Prevention of COVID-19: Preventive Strategies for General Population, Healthcare Setting, and Various Professions

The disease 2019 (COVID-19) made a public health emergency in early 2020. Despite attempts for the development of therapeutic modalities, there is no effective treatment yet. Therefore, preventive measures in various settings could help reduce the burden of disease. In this chapter, the transmission of severe acute respiratory syndrome coronavirus 2 (SARS-CoV-2) causing COVID-19, non-pharmaceutical approaches at individual and population level, chemoprevention, immunoprevention, preventive measures in different healthcare settings and other professions, special considerations in high-risk groups, and the role of organizations to hamper the psychosocial effects will be discussed.

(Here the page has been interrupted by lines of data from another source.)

PR #5585, opened 2024-05-31
update unit test versioned models link

mirnawong1:
this pr updates the link to the correct unit test versioned models link. previously it was linking to a non existent anchor link: `Read [unit testing versioned models](#unit-testing-versioned-models) for more information)` and not going anywhere. 

this pr sets to add a redirect as well so the dbt learn course links to the correct place and we avoid user confusion. 

raised in slack by @b-per: https://dbt-labs.slack.com/archives/C02NCQ9483C/p1717152369804939


nataliefiann:
Hiya @mirnawong1 this looks really good. I've tested the redirect links and they didn't redirect to the page as it was an anchor link but the training and front end teams have been tagged to make them aware.

nataliefiann (approved):

PR #5586, opened 2024-05-31
Update exports.md

mirnawong1:
remove multi tenant as exports supports both mt and st.


DevonFulcher (approved):
Awesome thank you!

mirnawong1:
amazing thank you so much @DevonFulcher !

mirnawong1:
@DevonFulcher this might be a silly question - can i just confirm that exports also supports multi cell?

DevonFulcher:
@mirnawong1 Good question! As far as I know, there is nothing preventing users from using Exports in MC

Neurologic Manifestations of COVID-19

Neurological manifestations of novel coronavirus disease (COVID-19) are reported to occur in as much as 37% of the affected patients. These manifestations range from headache and dizziness to altered mental status and consciousness, anosmia, ageusia, sensory disturbances, and stroke. The mechanisms by which the neurological symptoms arise are not yet determined but may either proceed as an indirect consequence of systemic hyperinflammation or result from the direct invasion of the virus to neural and glial cells. The neural invasion can explain both the retrograde pathway of encephalitis and the early manifestation of anosmia by invading the olfactory bulb. Moreover, in the case of attacking the brain stem, it may take part in the early apnea manifestation reported by patients. Additionally, neurotropism of the virus could be the cause of acute hemorrhagic encephalitis. Hyperinflammation can have acute and prolonged effects in the nervous system, such as acute demyelination and predisposition to multiple sclerosis. Moreover, the pro-inflammatory state contributes to hypercoagulation, which in turn could result in cerebrovascular injuries in COVID-19 patients. This chapter would discuss that the neurologic manifestations of the COVID-19 are to be looked at as a multifactorial entangled phenomenon.

Coronavirus: Pure Infectious Disease or Genetic Predisposition

Severe acute respiratory syndrome coronavirus 2 (SARS-CoV-2), which causes novel coronavirus disease (COVID-19), is the seventh pathogenic coronavirus recently discovered in December 2019 in Wuhan, China. To date, our knowledge about its effect on the human host remains limited. It is well known that host genetic factors account for the individual differences in the susceptibility to infectious diseases. The genetic susceptibility factors to COVID-19 and its severity are associated with several unanswered questions. However, the experience gained from an earlier strain of coronavirus, SARS-CoV-1, which shows 78% genetic similarity to SARS-CoV-2 and uses the same receptor to bind to host cells, could provide some clues. It, therefore, seems possible to assemble new evidence in order to solve a potential genetic predisposition puzzle for COVID-19. In this chapter, the puzzle pieces, including virus entry receptors, immune response, and inflammation-related genes, as well as the probable genetic predisposition models to COVID-19, are discussed.